● Task to carry out
Copy out the data below, all of it, exactly.

-----

PR #1313, opened 2017-10-31
tasks/cephfs: mds_revoke_cap_timeout to mds_session_timeout

jtlayton:
mds_revoke_cap_timeout is being folded into the mds_session_timeout.
Switch to using the mds_session_timeout in the QA tests.

Signed-off-by: Jeff Layton <jlayton@redhat.com>

### DIFF
--- a/tasks/cephfs/test_client_limits.py
+++ b/tasks/cephfs/test_client_limits.py
@@ -120,10 +120,10 @@ class TestClientLimits(CephFSTestCase):
         # Client B tries to stat the file that client A created
         rproc = self.mount_b.write_background("file1")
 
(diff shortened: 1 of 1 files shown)


jtlayton:
This should be merged in conjunction with this PR, to ensure that the tests don't break due to the setting being removed:

https://github.com/ceph/ceph/pull/18274

jcsp:
The ceph-qa-suite stuff moved into qa/ in the ceph.git repository, so I think the copy you want to update is that one.

jtlayton:
Doh! Thanks -- will fix it in the main PR then.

-----

● Response
PR #1313, opened 2017-10-31
tasks/cephfs: mds_revoke_cap_timeout to mds_session_timeout

jtlayton:
mds_revoke_cap_timeout is being folded into the mds_session_timeout.
Switch to using the mds_session_timeout in the QA tests.

Signed-off-by: Jeff Layton <jlayton@redhat.com>

### DIFF
--- a/tasks/cephfs/test_client_limits.py
+++ b/tasks/cephfs/test_client_limits.py
@@ -120,10 +120,10 @@ class TestClientLimits(CephFSTestCase):
         # Client B tries to stat the file that client A created
         rproc = self.mount_b.write_background("file1")
 
(diff shortened: 1 of 1 files shown)


jtlayton:
This should be merged in conjunction with this PR, to ensure that the tests don't break due to the setting being removed:

https://github.com/ceph/ceph/pull/18274

jcsp:
The ceph-qa-suite stuff moved into qa/ in the ceph.git repository, so I think the copy you want to update is that one.

jtlayton:
Doh! Thanks -- will fix it in the main PR then.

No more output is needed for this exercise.